What does that mean to the considerations of strategy?

  • Think about the character of the human mind in settling marketing planning. We gather input less in the form of facts, and more in the context of narrative telling. It’s been referenced that the human mind is about retelling frames of experience. Hence, the legacy of Nordstrom’s return policy, the visionary DNA of Gabrielle Chanel, or the current campaign of Louis Vuitton — with Keith Richards, Sean Connery, Francis Ford and Sofia Coppola — are more memorable as “stories that can be shared” — and extended into community for relationship development. They’re more memorable as stories of distinction, than abstract representations of “inspired visioning.” In speaking recently with the Paris-based brand leadership of a luxury fashion empire, she tells me stories, less than marketing sales figures, as a way of defining her relationships with customers. And her brand — her telling is more about stories — in the richness of the human connection. Those are held in the mind with greater currency. “Did you hear that story…?” And those are shared with countless others.
  • Speak the truth. People all over the world are challenged by our current circumstances — and sharing connections that are real, heart felt and truthful are far better for building relationships; you are selling your offerings to a community that would like to have a relationship, not to be off put by “stories” that are fabricated. We all know when something smells of untruth. Being open about understanding your community, your customers, is far better than implying that you, your brand, are untouched. “Yes, surely these are hard times for us all, but above all, we cherish our connection to you — and if now isn’t the right time for a purchase, then we’ll be there for you when it is! Let’s stay in touch.” And, hopefully, in retaining and building community, that promise will be held true.

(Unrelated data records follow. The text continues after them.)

PR #159, opened 2019-05-08
Add helper classes for postcode, province and state

liamkeaton:
Took the decision to forgo tests as it should be covered in the FormElement tests

### DIFF
--- a/utils/postcode.js
+++ b/utils/postcode.js
@@ -1,0 +1,9 @@
+const FormElement = require('./form-element');
+
+class Postcode extends FormElement {
+	constructor (document) {
+		super(document, '.ncf #postCode');
+	}
+}
+
+module.exports = Postcode;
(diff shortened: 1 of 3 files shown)


utils/postcode.js
```diff
@@ -0,0 +1,9 @@
+const FormElement = require('./form-element');
+
+class Postcode extends FormElement {
+	constructor (document) {
+		super(document, '.ncf #postCode');
+	}
```
CourtneyLO: Is there a reason you have written postCode and then postcode?

liamkeaton: I feel it should be `postcode` as that's what it's called elsewhere, but the `ID` in the template is `postCode` and I didn't want to change this as it would be a breaking change.

CourtneyLO: 👍 it's just going to be a pain to change it all later but I guess under these circumstances, it will have to do

liamkeaton: This is also used in next-signup so it's very painful to change now :(

PR #698, opened 2025-03-12
* gptel-curl: Require gptel-org when needed for org transform (#694)

### LINKED ISSUE #694: Latest commit d9edbbc seems broken "gptel--stream-convert-markdown->org is void"
### Bug Description

While running commit d9edbbc i get the following message in the messages bufffer
```
gptel-curl-get-response: Symbol’s function definition is void: gptel--stream-convert-markdown->org
```
the last commit i was on 8889e27, works fine

### Steps to Reproduce

execute gptel in an orgmode buffer

pabl0:
FIxes #694 by requiring gptel-org when needed for  gptel--stream-convert-markdown->org'.

### DIFF
--- a/gptel-curl.el
+++ b/gptel-curl.el
@@ -137,6 +137,7 @@ the response is inserted into the current buffer after point."
                            (when (with-current-buffer (plist-get info :buffer)
                                    (and (derived-mode-p 'org-mode)
                                         gptel-org-convert-response))
+			     (require 'gptel-org)
                              (gptel--stream-convert-markdown->org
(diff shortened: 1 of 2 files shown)


karthink:
There are several ways to solve this, and I think it's better to do it upstream of `gptel-curl-get-response`.

I've posted a question I could use some feedback on in #694.

karthink:
Fixed by delegating prompt creation for the selected region to gptel-org.

[v0.9.8 is up](https://github.com/karthink/gptel/releases/tag/v0.9.8).

PR #699, opened 2025-03-12
elpaignore: Add .github

pabl0:
Just some minor finishing touch before 0.9.8 release to elpa.nongu.org. 

MELPA does not include documentation (`README.org`, `NEWS`, `LICENSE`) by default, unlike (non-)GNUELPA.  But IMHO they are useful (and not litter, like `.github/ISSUE_TEMPLATE`)  and consume tiny amount of disk space, so I don't see a reason to exclude them.

### DIFF
--- a/.elpaignore
+++ b/.elpaignore
@@ -1,1 +1,3 @@
 test
+.github
+.elpaigore


karthink:
- I'm confused by what placing .elpaignore in .elpaignore does.
- I didn't understand how this PR relates to what MELPA includes or doesn't include.

pabl0:
> * I'm confused by what placing .elpaignore in .elpaignore does.

ELPA does not exclude the .`elpaignore` file itself from the package tarballs. Many projects (but definedly not all) seem to include it in `.elpaignore`. I just verified that installing v0.9.7 from elpa.nongnu.org does indeed leave the file under `.emacs.d/elpa/gptel-0.9.7`, so it is not striped during installing.

I'm not sure whether the ELPA team sees this as an issue or an intended part of the design. Should we discuss it on emacs-devel?

>     * I didn't understand how this PR relates to what MELPA includes or doesn't include.

It does not directly. But since ELPA and MELPA have the opposite logic, right now gptel installed from ELPA includes documentation files, while MELPA only contain `.el` files.

If we aim for identicality, we'd either have to drop the documentation with in `.elpaignore` or adjust the MELPA recipe to include them. However, MELPA advises against including additional files, a "cultural difference" we likely want to observe. In ELPA, it's common to include, however `LICENSE` and `COPYING` (etc) are mostly listed as `:ignored-files`. 

(I am probably just dumb, but I don't know where to find the `elpa-packages` file for nongnu, is it on a separate git repo or some branch?)

karthink:
> ELPA does not exclude the .`elpaignore` file itself from the package tarballs. Many projects (but definedly not all) seem to include it in `.elpaignore`. I just verified that installing v0.9.7 from elpa.nongnu.org does indeed leave the file under `.emacs.d/elpa/gptel-0.9.7`, so it is not striped during installing.

Ah, okay.  Thanks for the clarification.

> I'm not sure whether the ELPA team sees this as an issue or an intended part of the design. Should we discuss it on emacs-devel?

Maybe we can seek some quick verification from Philip Kaludercic that this is okay to add .elpaignore to .elpaignore?  Unless you are sure that it's okay, then I'll take your word for it.

>>     * I didn't understand how this PR relates to what MELPA includes or doesn't include.
>
> It does not directly. But since ELPA and MELPA have the opposite logic, right now gptel installed from ELPA includes documentation files, while MELPA only contain `.el` files.
>
> If we aim for identicality, we'd either have to drop the documentation with in `.elpaignore` or adjust the MELPA recipe to include them. However, MELPA advises against including additional files, a "cultural difference" we likely want to observe. In ELPA, it's common to include, however `LICENSE` and `COPYING` (etc) are mostly listed as `:ignored-files`. 

I don't think we need to aim for identical installs. 

> (I am probably just dumb, but I don't know where to find the `elpa-packages` file for nongnu, is it on a separate git repo or some branch?)

I don't know what you mean by the "elpa-packages file".  My only point of connection with nongnu-elpa is this page: https://elpa.nongnu.org/nongnu/gptel.html

pabl0:
> (I am probably just dumb, but I don't know where to find the `elpa-packages` file for nongnu, is it on a separate git repo or some branch?)

To be honest, I never even imagined I could be anything but dumb. The repo is of course in [git.savannah](https://git.savannah.gnu.org/cgit/emacs/nongnu.git) and here is the relevant part for gptel in `elpa-packages` (in the branch called `main`):

```elisp
 (gptel                 :url "https://github.com/karthink/gptel"
  :readme ignore)
```
I agree that ignoring the README file is a good idea, since the commentary section in `gptel.el` is more consise for this purpose. Of course the two are somewhat redundant.

pabl0:
> I agree that ignoring the README file is a good idea, since the commentary section in `gptel.el` is more consise for this purpose. Of course the two are somewhat redundant.

And to clarify, `:readme ignore` means the elpa.nongnu.org web site or the `describe-package` functions shows the commentary section from `gtpel.el`, but it still shipped under the `.emacs.d/elpa` directory for the user's local viewing pleasure.

pabl0:
> Maybe we can seek some quick verification from Philip Kaludercic that this is okay to add .elpaignore to .elpaignore? Unless you are sure that it's okay, then I'll take your word for it.

Well at least it should be safe and not break anything, since e.g. transient is doing it:

https://github.com/magit/transient/blob/main/.elpaignore

It seems that including `.gitignore` is unecessary, it get's excluded by default.

karthink:
> Well at least it should be safe and not break anything, since e.g. transient is doing it:

Works for me!

PR #702, opened 2025-03-14
Enable Markdown formatting for "o3-mini" by removing `nosystem` capability

Inkbottle007:
**Description:**  
Previously, the "o3-mini" model stopped accepting system prompts, leading to the introduction of the `nosystem` capability in gptel. However, OpenAI once again allows system prompts (with function equivalently to "developer messages") allowing to restore Markdown formatting by including "Formatting re-enabled" at the start of the system prompt.

Removing the `nosystem` capability from “o3-mini” allows gptel to once again send system prompts, and in turn re-enable Markdown output for users who prepend instructions like “Formatting re-enabled” to their prompts.

**Changes**  
- Remove/comment out the `nosystem` capability for “o3-mini.”  
- Allow system prompts (e.g., “Formatting re-enabled”) to restore Markdown formatting in responses.

**Testing**  
Verified locally by sending a system prompt containing “Formatting re-enabled” to “o3-mini,” which produced Markdown-formatted responses. This aligns with the [Azure OpenAI docs](https://learn.microsoft.com/en-us/azure/ai-services/openai/how-to/reasoning?tabs=python-secure#markdown-output).

### DIFF
--- a/gptel.el
+++ b/gptel.el
@@ -585,7 +585,7 @@ the same as t."
      :cutoff-date "2023-10")
     (o1
      :description "Reasoning model designed to solve hard problems across domains"
-     :capabilities (nosystem media reasoning)
+     :capabilities (media reasoning)
      :mime-types ("image/jpeg" "image/png" "image/gif" "image/webp")
      :context-window 200
      :input-cost 15
@@ -616,8 +616,7 @@ the same as t."
      :input-cost 3
      :output-cost 12
      :cutoff-date "2023-10"
-     :capabilities ( ;; nosystem
-                    reasoning)
+     :capabilities (reasoning)
      :request-params (:stream :json-false))
     ;; limited information available
     (gpt-4-32k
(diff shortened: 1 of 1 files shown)


gptel.el
```diff
@@ -616,7 +616,8 @@ the same as t."
      :input-cost 3
      :output-cost 12
      :cutoff-date "2023-10"
-     :capabilities (nosystem reasoning)
+     :capabilities ( ;; nosystem
```
karthink, line 619: You can delete it instead of commenting it out.

Inkbottle007: I’ve removed `nosystem` entirely for `o3-mini` and `o1` as suggested, but left it for `o1-mini` due to testing. Thanks!

karthink: What do you mean by "due to testing"?  Are you not sure if it supports system messages?

Inkbottle007: Sorry for the confusion! I tested all three models. Both `o3-mini` and `o1` accept system prompts successfully, but `o1-mini` rejects them in my tests. Accordingly, I removed `nosystem` for `o3-mini` and `o1`, but left it in place for `o1-mini`. Let me know if you'd like me to check or change anything else.

karthink:
Thanks for the PR @Inkbottle007!

PR #706, opened 2025-03-15
gptel: Add describe-gptel-model feature

pabl0:
The new `describe-gptel-model` command displays model information in the `*Help*` buffer in similar fashion as `describe-package`.  This naming convention aligns with Emacs Lisp coding conventions documented in the elisp info manual (I believe).   The command is accessible via `M-x` or the transient menu (bound to `h`).

Several new keys have been added to model definitions.  A future enhancement could be to add more details, such as cache-hit pricing and web URLs.

The model selection completion for the `-m` option could benefit from removing some details to improve readability, particularly on smaller screens, if you agree with this new feature.

### DIFF
--- a/gptel-anthropic.el
+++ b/gptel-anthropic.el
@@ -468,45 +468,58 @@ files in the context."
 ;;                   (t context-string)))
 ;;         (plist-get (car (last prompts)) :content)))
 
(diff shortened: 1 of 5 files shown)


pabl0:
Hmm I think I've misunderstood the streaming bit. It should be detected per-model from `:request-params` having `:stream`?
(#710)

PR #707, opened 2025-03-15
README: Tweak list of alternatives

pabl0:
Drop leafy-mode, it's gone 404 from Github.  Add Minuet, which is a new code-completion specific LLM client.


karthink:
Thanks @pabl0

PR #708, opened 2025-03-16
elpaignore: Oopsie daisy

pabl0:
I guess there is no change too small not to introduce a typo, sorry.


karthink:
At least it was a harmless typo.

PR #711, opened 2025-03-16
gptel: Ensure restoring state does not flag the buffer modified

pabl0:
* gptel.el (gptel--restore-props): Save `buffer-modified-p` before restoring properties and revert it to its original state.  This prevents a visited file from being marked as modified until the user actually makes changes.  This is particularly useful when multiple files are accessed automatically, such as from the `org-agenda-files` location (otherwise when exiting Emacs the user is asked about each file if it needs to be saved).

* gptel-org.el (gptel-org--restore-state): Likewise for Org.

### DIFF
--- a/gptel-org.el
+++ b/gptel-org.el
@@ -451,28 +451,30 @@ ARGS are the original function call arguments."
 (defun gptel-org--restore-state ()
   "Restore gptel state for Org buffers when turning on `gptel-mode'."
   (save-restriction
-    (widen)
-    (condition-case status
-        (progn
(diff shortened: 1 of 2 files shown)


karthink:
I can see this creating some edge case issues involving file-locking in the future, but we'll revisit that when it crops up.

Thanks for the PR @pabl0!

pabl0:
Of course I just learned about the macro `with-silent-modification' that is the correct way of doing this, I suppose.
It might help with potential locking issues, but have to look into it in more detail.

karthink:
Yeah that would be the better way, but we can leave it be for now

PR #712, opened 2025-03-16
dir-locals: Set some project specific local variables

pabl0:
.dir-locals.el: Set `indent-tabs-mode` to nil to avoid whitespace problems (particularly with `aggressive-indent-mode`), as the project predominantly uses spaces for indentation.  Ensure sentences end with double spaces to adhere to the house style.  Point `bug-reference-url-format` to Github issues; while there are few bug references in the codebase, this may be useful later.

### DIFF
--- a/.dir-locals.el
+++ b/.dir-locals.el
@@ -1,0 +1,3 @@
+((nil . ((indent-tabs-mode . nil)
+	 (sentence-end-double-space . t)
+	 (bug-reference-url-format . "https://github.com/karthink/gptel/issues/%s"))))


benthamite:
Perhaps we could also set `fill-column` to its default value of `70`? Some users (myself included) have a different value set, which means that unless they always remember to call `set-fill-column` before filling a paragraph, the file will not be filled consistently.

karthink:
@pabl0 are any of these going to cause the the verification dialog to pop up?

pabl0:
All the variables are designated as safe file-local variables, which
means there is no annoying verification dialog.

Do you have opinion about adding (emacs-lisp-docsting-)-fill column?

karthink:
Thanks for the PR @pabl0!

`emacs-lisp-docstring-fill-column` and `fill-column`: We can set them to the default values for Emacs 30, so 72 and 70 respectively.

PR #715, opened 2025-03-17
README: Clarify backend configuration and registration

spudlyo:
Reading #275, I noticed that there was some confusion around how to use `gptel-api-key` and if you had to provide your own function for reading the keys out of `auth-sources`. I thought I'd take a shot at updating the documentation to make it a bit clearer on how this works.

### DIFF
--- a/README.org
+++ b/README.org
@@ -89,6 +89,7 @@ gptel uses Curl if available, but falls back to the built-in url-retrieve to wor
       - [[#spacemacs][Spacemacs]]
   - [[#setup][Setup]]
     - [[#chatgpt][ChatGPT]]
+    - [[#configuring-other-llm-backends][Configuring other LLM backends]]
     - [[#other-llm-backends][Other LLM backends]]
       - [[#azure][Azure]]
       - [[#gpt4all][GPT4All]]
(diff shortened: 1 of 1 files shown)


karthink:
To be clear, I would like this information in the README.  I just think it has to be placed in a way that tricks the user into reading it.

spudlyo:
You're probably right that most users aren't going to know or care about `auth-sources`, but if we can save one or two hapless fools from hardcoding their OpenAI api keys into their `init.el` files and then checking them into GitHub we've done the world a mini-service ;)

To that end I've tightened up the language. One thing I think adding this section does is to help people understand what it means to have multiple backends, i.e. they'll have more choices in the transient menu. We could also explain how to set the default backend in this section as well, but I thought we'd keep it as short as possible. I also changed the ChatGPT section so it mentions the relationship between `gptel-api-key` and `gptel-apikey-from-auth-source` but postpones the details of how `~/.authinfo` works until the next section. My guess is that people will begin to care more about `auth-sources` the more backends they configure.

Hopefully this tightened up language will make your eyes gloss over less ;)

karthink:
Thanks @spudlyo, this looks like something I would skip over with much less annoyance!  To my detriment, of course.

karthink:
I'm considering hiding the authinfo instructions again, see #736.  It's just too confusing for users to set up both gptel and authinfo unless they're already familiar with authinfo... for whom the authinfo tutorial is superfluous anyway.

PR #721, opened 2025-03-19
gptel-rewrite: Make rewrite work on Emacs < 29 again

pabl0:
* gptel-rewrite.el (gptel--rewrite-dispatch): The function `rmc--add-key-description` was introduced in Emacs 29, resulting in an error for `gptel-rewrite`: "mapcar: Symbol’s function definition is void: rmc--add-key-description".  For older supported Emacs versions, skip this part to restore rewrite functionality, albeit with slightly reduced user guidance.  The actual rmc menu remains accessible in the minibuffer.


karthink:
Thanks @pabl0!

PR #727, opened 2025-03-20
gptel-context: Improve context management of buffers

pabl0:
* gptel-context.el (gptel-context-add-buffer): Introduce new function for adding a buffer (object or name).  This is useful for incorporating buffers from Lisp code in addition to interactive usage. (gptel-add-buffer): Create an alias (similar to `gptel-add-file`). (gptel-context-add): Utilize the new function.  Add support for adding/removing items in the Buffer List menu.
(gptel-context-remove): Add functionality to remove (entire) buffers from context (used when removing from the Buffer List).

### DIFF
--- a/gptel-context.el
+++ b/gptel-context.el
@@ -97,6 +97,9 @@ context chunk.  This is accessible as, for example:
   CONFIRM is non-nil. With negative prefix ARG, remove all files from
   the context instead.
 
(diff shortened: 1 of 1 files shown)


pabl0:
Okay,  @Stebalien implemented roughly the same functionality in 51fa575.  So I think this can be closed.

PR #731, opened 2025-03-22
gptel-rewrite: Diff buffers, not files

pabl0:
* gptel-rewrite.el (gptel--rewrite-diff): Show the difference between buffers rather than file names.  Otherwise, if a) the buffer has never been saved, the error "No such file or directory" will occur, or b) if there are unsaved changes in the buffer, the diff output will not reflect those changes.


karthink:
Thanks @pabl0!  I don't remember why I set it up to look for a file -- it was definitely deliberate considering the trouble I went to there instead of just calling `diff-no-select` the usual way.  If something breaks I guess we'll find out.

  • Hold to the human brand. Bear in mind that virtually every luxury brand has a person behind it. In my experience, it’s crucial to think of this action as reflective. People don’t merely have a relationship with the clothes of Karl Lagerfeld, they have a relationship with Karl. Or Nicholas, or the family Guerlain, Monsieur Yves Saint Laurent, or Stefano. There are paths to uphold that character brand legacy — whether living or passed on. Facebook fan sites, an accessible “sense” of presence, legends, storytelling and sharing “tales,” site historical brandstories, community links, blog forums — all of these build on the rich character of humanity. And sharing. So whether it’s Steve Jobs, or Tom Ford or Clint Eastwood, the point is to recognize the profound power of the person(al) in brand positioning, legacy and evocation. The human brand. And finally, understanding that this relationship is reflective — it’s not only about the foundational genius; but it’s about the reflective mirroring of that legacy in the person that is part of that brand. Luxury, perhaps more than any other category, captures the sense of the dream, the desired state of experience, that many aspire to in their pursuit of a luxury brand relationship.

Evocation, in brand, is like the word implies, it is the voice of the story; and in brands that last, it is the true story that clasps the heart of the beholder.